- What is being asked
Tally every line in the following material that has the word "fish" in it, and answer with that figure alone.

- Material for this exercise
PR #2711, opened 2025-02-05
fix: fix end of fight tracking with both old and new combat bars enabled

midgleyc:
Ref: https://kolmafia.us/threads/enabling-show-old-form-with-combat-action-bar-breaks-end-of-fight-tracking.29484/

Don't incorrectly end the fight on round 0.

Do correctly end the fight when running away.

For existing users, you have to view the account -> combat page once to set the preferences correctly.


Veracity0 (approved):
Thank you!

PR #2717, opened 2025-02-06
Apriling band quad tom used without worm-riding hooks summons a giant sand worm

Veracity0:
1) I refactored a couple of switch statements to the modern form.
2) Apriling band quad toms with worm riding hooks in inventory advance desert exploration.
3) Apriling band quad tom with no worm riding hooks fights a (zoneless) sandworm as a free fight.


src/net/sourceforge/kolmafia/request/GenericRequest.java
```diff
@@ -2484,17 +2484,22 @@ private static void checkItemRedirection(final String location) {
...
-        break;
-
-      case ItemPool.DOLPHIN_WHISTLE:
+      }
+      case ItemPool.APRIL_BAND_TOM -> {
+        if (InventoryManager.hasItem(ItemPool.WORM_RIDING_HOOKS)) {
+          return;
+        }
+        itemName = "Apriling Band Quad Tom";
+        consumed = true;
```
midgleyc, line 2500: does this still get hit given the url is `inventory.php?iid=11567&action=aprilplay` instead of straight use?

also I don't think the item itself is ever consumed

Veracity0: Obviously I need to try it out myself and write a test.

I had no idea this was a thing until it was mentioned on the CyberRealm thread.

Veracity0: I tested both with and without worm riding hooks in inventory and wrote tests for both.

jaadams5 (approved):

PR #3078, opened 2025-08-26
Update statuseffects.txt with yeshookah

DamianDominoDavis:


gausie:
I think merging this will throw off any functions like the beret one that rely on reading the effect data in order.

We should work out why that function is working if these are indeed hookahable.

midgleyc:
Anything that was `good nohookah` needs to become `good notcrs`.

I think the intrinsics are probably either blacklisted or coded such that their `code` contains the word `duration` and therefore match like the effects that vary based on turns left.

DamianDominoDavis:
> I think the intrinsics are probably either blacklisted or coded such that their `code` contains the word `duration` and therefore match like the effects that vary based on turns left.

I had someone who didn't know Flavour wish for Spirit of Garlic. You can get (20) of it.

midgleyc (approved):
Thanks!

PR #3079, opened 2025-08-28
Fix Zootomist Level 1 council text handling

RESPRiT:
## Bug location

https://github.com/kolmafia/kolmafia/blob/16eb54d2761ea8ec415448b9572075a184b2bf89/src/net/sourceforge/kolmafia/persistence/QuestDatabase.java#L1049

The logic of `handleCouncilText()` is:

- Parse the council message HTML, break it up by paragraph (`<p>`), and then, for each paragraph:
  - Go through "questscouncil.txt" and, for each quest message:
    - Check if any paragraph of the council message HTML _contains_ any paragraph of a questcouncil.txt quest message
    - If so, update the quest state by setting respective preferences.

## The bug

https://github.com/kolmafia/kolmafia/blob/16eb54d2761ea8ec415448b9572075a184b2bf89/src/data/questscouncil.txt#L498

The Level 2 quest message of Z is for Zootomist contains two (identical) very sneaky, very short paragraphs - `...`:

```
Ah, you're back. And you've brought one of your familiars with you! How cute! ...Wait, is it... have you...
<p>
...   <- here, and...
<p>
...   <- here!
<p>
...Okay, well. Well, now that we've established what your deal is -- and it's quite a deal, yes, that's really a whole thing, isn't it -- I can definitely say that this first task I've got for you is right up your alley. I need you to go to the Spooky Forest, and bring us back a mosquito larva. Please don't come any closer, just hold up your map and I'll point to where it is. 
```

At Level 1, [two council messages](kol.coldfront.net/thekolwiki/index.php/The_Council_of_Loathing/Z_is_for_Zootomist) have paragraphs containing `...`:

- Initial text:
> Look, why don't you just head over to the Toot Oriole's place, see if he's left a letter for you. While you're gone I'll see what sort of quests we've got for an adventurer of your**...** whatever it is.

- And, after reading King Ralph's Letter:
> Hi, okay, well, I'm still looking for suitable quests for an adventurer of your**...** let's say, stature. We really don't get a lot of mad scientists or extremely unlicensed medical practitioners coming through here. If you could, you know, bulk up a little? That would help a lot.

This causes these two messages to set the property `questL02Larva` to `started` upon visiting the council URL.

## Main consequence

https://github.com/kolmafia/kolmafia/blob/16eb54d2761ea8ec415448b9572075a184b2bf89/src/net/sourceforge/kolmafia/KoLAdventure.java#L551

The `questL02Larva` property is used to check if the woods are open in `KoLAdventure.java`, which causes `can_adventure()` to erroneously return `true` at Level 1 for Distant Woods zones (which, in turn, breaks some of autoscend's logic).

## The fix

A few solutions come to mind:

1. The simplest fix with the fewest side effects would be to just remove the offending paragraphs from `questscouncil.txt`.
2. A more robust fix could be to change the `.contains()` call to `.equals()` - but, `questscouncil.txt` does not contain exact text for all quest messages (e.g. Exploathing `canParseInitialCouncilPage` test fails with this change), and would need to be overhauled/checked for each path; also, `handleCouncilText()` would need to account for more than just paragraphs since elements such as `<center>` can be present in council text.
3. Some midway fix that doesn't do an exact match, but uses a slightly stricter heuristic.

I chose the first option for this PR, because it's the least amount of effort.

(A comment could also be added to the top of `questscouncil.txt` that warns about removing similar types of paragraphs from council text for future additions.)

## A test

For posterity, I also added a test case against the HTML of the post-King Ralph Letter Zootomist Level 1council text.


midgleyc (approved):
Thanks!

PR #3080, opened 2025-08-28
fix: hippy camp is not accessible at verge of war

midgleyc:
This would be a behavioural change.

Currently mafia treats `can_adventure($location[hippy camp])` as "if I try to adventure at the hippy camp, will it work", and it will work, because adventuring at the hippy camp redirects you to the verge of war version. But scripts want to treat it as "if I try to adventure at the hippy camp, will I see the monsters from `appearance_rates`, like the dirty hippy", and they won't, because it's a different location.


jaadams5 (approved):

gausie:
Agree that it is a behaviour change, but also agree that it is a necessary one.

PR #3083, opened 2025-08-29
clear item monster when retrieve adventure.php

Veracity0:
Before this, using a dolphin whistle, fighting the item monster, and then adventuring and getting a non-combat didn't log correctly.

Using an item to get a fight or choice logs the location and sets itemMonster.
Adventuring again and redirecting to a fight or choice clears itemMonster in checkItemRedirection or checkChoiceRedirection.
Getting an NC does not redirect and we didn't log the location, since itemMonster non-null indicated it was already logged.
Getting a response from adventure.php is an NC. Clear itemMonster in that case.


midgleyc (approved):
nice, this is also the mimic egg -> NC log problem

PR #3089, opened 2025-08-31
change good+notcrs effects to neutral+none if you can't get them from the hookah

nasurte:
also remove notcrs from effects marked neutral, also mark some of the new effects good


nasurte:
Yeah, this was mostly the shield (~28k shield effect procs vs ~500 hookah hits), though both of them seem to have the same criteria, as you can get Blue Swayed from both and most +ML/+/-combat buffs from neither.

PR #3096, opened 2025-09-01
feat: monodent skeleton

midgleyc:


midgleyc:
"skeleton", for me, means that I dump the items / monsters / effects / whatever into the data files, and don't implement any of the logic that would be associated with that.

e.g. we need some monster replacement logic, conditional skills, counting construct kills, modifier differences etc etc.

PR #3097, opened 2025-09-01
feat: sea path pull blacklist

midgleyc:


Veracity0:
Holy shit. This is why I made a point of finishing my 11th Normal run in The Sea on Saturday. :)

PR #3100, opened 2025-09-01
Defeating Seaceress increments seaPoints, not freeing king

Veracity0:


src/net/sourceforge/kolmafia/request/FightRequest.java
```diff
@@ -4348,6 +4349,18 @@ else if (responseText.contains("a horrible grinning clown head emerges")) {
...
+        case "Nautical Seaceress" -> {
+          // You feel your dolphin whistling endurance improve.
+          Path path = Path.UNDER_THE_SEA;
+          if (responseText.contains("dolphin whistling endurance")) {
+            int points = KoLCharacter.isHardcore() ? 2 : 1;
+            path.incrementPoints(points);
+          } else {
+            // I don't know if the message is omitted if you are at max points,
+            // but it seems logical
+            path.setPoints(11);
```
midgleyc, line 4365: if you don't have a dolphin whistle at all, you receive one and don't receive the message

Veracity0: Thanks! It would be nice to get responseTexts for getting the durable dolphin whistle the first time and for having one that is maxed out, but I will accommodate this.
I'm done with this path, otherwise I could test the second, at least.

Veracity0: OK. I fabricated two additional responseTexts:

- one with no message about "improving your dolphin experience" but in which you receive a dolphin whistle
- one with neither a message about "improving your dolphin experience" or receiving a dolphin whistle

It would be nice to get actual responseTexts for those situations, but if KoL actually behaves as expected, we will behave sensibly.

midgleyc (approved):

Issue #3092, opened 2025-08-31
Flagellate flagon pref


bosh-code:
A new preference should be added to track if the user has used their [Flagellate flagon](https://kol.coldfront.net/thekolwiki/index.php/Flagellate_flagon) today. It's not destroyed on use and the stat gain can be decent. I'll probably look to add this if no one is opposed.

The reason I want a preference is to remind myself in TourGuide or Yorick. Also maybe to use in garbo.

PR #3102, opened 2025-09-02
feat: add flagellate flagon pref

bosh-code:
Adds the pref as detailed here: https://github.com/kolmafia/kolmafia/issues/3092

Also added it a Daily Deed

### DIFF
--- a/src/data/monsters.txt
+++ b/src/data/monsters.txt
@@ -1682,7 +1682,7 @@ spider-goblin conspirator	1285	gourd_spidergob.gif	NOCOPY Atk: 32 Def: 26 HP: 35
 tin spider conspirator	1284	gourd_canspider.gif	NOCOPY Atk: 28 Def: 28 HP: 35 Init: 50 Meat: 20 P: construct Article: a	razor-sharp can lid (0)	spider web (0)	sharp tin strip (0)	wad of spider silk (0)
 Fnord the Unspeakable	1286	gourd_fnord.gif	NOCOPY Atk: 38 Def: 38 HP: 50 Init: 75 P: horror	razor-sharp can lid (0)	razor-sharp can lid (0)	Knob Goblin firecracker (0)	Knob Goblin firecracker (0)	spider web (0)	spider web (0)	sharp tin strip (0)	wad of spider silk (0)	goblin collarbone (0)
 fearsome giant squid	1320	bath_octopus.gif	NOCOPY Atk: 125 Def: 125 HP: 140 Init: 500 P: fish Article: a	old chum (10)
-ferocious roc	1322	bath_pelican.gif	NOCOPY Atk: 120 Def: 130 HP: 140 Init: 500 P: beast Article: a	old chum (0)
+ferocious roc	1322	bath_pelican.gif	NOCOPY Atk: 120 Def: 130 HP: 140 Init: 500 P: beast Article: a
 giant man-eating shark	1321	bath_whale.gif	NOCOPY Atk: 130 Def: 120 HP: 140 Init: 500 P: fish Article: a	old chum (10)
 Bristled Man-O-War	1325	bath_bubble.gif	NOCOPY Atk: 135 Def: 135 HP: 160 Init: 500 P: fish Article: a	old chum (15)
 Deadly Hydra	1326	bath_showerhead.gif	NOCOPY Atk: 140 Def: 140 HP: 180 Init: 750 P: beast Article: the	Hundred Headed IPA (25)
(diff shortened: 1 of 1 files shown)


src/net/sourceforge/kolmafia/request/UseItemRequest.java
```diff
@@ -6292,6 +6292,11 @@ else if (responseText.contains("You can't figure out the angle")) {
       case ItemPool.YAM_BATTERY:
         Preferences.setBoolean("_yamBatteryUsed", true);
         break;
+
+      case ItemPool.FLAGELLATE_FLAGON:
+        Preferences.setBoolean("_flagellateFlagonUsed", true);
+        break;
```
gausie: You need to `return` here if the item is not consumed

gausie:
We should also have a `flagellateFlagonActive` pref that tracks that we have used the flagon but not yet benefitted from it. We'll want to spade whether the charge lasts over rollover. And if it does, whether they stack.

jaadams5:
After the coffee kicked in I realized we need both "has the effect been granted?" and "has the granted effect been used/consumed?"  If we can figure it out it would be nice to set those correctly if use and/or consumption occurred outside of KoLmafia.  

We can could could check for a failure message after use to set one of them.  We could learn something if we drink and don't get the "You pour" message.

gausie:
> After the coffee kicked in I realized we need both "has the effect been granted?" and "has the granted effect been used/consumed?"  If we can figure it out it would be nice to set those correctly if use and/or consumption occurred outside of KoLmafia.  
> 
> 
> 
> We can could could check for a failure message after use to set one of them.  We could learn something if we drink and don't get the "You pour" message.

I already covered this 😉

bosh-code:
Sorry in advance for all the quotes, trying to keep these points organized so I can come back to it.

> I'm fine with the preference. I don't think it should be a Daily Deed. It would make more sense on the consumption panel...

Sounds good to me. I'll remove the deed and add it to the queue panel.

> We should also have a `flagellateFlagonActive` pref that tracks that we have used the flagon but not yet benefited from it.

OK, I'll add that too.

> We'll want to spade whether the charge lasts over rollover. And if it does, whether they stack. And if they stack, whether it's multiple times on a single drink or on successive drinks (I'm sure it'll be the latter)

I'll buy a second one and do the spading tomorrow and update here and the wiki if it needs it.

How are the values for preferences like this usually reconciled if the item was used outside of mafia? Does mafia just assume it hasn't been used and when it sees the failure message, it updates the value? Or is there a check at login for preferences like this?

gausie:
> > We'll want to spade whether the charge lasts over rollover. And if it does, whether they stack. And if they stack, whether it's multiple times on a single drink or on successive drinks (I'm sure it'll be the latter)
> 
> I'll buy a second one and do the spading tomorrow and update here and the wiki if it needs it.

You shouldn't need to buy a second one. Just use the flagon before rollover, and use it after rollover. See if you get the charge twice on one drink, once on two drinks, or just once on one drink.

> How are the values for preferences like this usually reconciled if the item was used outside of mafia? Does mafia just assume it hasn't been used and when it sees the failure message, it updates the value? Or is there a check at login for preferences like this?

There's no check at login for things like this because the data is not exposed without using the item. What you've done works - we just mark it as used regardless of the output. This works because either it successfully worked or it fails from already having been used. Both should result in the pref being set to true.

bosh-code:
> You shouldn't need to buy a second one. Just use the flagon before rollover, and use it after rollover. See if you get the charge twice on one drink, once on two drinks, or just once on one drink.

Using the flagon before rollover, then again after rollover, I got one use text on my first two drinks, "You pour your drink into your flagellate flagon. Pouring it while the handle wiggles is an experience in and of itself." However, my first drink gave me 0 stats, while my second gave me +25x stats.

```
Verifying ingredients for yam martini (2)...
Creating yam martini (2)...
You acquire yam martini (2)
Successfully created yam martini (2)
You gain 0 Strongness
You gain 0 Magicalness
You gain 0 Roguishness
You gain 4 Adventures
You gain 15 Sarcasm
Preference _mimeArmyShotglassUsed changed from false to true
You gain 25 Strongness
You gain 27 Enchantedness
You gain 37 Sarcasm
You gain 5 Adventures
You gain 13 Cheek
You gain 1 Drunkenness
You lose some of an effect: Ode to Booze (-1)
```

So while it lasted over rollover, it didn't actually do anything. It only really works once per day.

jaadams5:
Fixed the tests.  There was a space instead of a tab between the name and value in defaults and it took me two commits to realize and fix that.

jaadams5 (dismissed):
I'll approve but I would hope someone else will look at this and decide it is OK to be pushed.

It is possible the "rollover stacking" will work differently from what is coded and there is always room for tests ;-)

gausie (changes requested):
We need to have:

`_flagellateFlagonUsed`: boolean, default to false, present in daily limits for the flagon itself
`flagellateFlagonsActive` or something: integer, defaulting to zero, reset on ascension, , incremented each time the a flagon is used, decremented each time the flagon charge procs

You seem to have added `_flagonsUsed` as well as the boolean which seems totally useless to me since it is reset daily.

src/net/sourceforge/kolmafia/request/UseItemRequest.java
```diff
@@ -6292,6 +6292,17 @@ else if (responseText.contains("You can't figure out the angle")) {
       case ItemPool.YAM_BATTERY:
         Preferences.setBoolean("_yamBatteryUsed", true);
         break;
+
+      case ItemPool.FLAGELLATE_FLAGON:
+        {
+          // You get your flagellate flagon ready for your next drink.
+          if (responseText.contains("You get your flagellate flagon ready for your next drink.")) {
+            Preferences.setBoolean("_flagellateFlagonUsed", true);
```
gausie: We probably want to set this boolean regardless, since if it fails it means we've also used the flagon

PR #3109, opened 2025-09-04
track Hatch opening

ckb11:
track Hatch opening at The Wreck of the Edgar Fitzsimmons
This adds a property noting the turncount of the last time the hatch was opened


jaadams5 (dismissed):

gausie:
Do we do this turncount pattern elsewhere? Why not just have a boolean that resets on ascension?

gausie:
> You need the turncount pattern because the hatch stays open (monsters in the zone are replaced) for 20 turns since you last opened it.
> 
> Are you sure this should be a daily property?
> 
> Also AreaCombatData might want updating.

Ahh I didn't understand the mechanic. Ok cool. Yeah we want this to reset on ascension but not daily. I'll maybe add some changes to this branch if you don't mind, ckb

- Solution to this problem
3